**TASK BRIEF**
The lines you return should be those containing the string "DeletedFinalStateUnknown", taken from the data below.

**Data entries**
++++++

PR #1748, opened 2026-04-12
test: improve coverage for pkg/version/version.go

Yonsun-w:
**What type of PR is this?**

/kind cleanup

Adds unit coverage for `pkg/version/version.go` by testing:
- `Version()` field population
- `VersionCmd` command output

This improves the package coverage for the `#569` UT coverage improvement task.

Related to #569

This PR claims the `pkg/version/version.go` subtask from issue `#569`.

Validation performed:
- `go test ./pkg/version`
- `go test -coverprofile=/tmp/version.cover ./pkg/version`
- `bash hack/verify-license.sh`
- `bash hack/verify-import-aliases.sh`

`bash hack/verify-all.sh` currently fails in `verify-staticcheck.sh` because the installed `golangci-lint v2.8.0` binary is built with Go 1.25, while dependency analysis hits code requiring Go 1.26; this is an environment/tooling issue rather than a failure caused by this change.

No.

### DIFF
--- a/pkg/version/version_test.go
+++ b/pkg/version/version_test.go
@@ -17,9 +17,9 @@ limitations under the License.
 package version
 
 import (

++++++

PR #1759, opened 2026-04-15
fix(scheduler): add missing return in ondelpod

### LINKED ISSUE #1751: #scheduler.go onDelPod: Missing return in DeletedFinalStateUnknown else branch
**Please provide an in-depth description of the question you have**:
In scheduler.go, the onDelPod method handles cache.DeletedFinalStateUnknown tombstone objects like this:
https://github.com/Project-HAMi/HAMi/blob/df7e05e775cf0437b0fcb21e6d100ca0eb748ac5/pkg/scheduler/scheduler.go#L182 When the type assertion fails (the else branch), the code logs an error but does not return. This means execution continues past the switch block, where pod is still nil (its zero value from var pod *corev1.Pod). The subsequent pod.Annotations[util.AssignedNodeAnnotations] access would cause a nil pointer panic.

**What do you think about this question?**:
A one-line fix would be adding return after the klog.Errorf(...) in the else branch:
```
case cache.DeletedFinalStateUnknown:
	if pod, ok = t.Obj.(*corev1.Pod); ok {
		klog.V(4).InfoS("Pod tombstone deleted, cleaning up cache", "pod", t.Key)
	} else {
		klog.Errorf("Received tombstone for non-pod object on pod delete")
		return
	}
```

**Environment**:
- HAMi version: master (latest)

++++++

**PROBLEM SOLUTION**
### LINKED ISSUE #1751: #scheduler.go onDelPod: Missing return in DeletedFinalStateUnknown else branch
In scheduler.go, the onDelPod method handles cache.DeletedFinalStateUnknown tombstone objects like this:
case cache.DeletedFinalStateUnknown:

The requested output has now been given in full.